COMMENTARY — Encouraging rough diamond signs

Initial signs (from the rough diamond market) for 1993 are encouraging. The two opening sights were acknowledged officially to be good (and were substantially higher than those of 1992). The March sight is also reported to have been unusually strong.

De Beers cites specific reasons for the apparent strength of the first two sights. These include:

— the current scarcity of Angolan diamonds resulting from the onset of the rainy season and resumption of the civil war;

— the hiatus in supplies of Russian polished stones, prompted by the imposition of a 20% export duty (now lifted);

— strong demand from India arising partly from the move to full convertibility of the rupee; and

— increased offtake from the U.S. where stocks had been depleted. Other indications supporting this recent strength come from Antwerp, Belgium, where strong rough buying interest is reported and where little surplus rough has been available in recent months. Overall cutting centre stocks were reported to be slightly lower at the end of 1992 than a year previously. We are forecasting a 5% increase in Central Selling Organization (CSO) sales in 1993 to US$3.6 billion, with a further advance to US$3.9 billion in 1994. Although 1993 may bring a resurgence of illicit Angolan stones, the flow is unlikely to be as high as last year. The wild card will probably be the role of Russia.

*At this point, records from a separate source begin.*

PR #16, opened 2016-12-06
Merge multidev env to dev after feature branch merged to master

greg-1-anderson:
Add a merge-pantheon-multidev script to merge the tested multidev into the dev environment after any branch is merged to 'master' (after the master branch tests pass). For testing, though, we will merge all test environments back to dev.

### DIFF
--- a/circle.yml
+++ b/circle.yml
@@ -33,3 +33,10 @@ test:
   override:
     - terminus composer drupal-unit-tests
     - cd tests && ./scripts/run-behat
+
+deployment:
+  build-assets:
+    branch: master
+    commands:
+      - tests/scripts/merge-pantheon-multidev
+      - terminus drush updatedb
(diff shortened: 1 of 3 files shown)


stevector:
@greg-1-anderson, is the idea here that when merging to master, a mutlidev already exists where the some have been run? If so, the merge could be as simple as `terminus site merge-to-dev`, right?

greg-1-anderson:
stevector I don't think that would always work due to potential merge conflicts in the `vendor` directory.

greg-1-anderson:
Merging to test deployment via this technique.

Need to be a little creative to test `terminus site merge-to-dev` by making two PRs off of the same commit that make changes that do not conflict with each other, but cause conflicts in `vendor`. Or read the Terminus source code and see if it does anything special, or just runs `git merge`. The later (with all of the protection of `git`) is probably what's wanted most of the time.

greg-1-anderson:
I don't think that `terminus site merge-to-dev` will work (`terminus site merge-to-dev` just ends up running `git merge`), but perhaps `git merge -X theirs` would be more efficient (and less "magical") than the current implementation of replacing one tree with another.

PR #18, opened 2016-12-07
Correct updatedb calls in circle.yml.

greg-1-anderson:
updatedb call missing after pushing to CI environment, and targeted wrong multidev after merging to dev environment.


greg-1-anderson:
Merged manually.

PR #19, opened 2016-12-07
Improve style of 'visit site' link posted by CI bot.

greg-1-anderson:


derimagia:
I mention in another post that I'm posting a lot of this to gitlab so I went through a lot of the code for it. Minor but since this pull request already exists, is there a reason why the comment is exported?

greg-1-anderson:
Do you mean why `export comment=` instead of just `comment=`?  No reason, it was just there like that. Don't know why I didn't bother to take it out. Might as well do that.

greg-1-anderson:
... and now the tests fail until I have a tag for 8.2.4 in drops-8.  Or pin to 8.2.3 in composer.json. Sigh.

derimagia:
Yeah... I got the same thing on my work I'm doing.

greg-1-anderson:
Limitation of the way I'm using drupal-scaffold.  We take the best tag from drupal/core, and expect that drops-8 will have the same tag.  I'll do the update of drops-8 shortly.

greg-1-anderson:
@derimagia Where are you doing your GitLab work?  If it's not too different, it might make sense to integrate.  Maybe after switching the scripts from Bash to Robo, so that the repository-specific parts can be factored out.

derimagia:
Right now at gitlab private repo, but I was planning to move it over to a pull request on github

Robo sounds like a great idea, once I test what I have further I'll take a look at it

While De Beers produces half of the world’s gem diamonds, Russia has the capacity to produce around 25%. However, Russian production fell by 25% in 1992, largely because of the drop in output from the Udachnaya mine which produces 80% of the total estimated gem output of 10 million carats per year. With the lifting of the Russian 20% export duty, De Beers expects a flood of polished stones to enter the markets.

Despite the pressures created by the desperate need for foreign exchange, Russia has continued to market its permitted share of rough in an orderly fashion (5% of total rough sales; the remaining 95% is sold under contract to the CSO). Little leakage is reported, despite local demands for a greater “window.”

The terms of De Beers’ 1990 US$1-billion loan agreement have been adhered to scrupulously. It is being repaid on schedule (in diamonds) in quarterly tranches equivalent to US$50 million plus interest.

— Analyst Michael Spriggs writing in a recent issue of “International Mining Outlook” of S.G. Warburg Securities, London.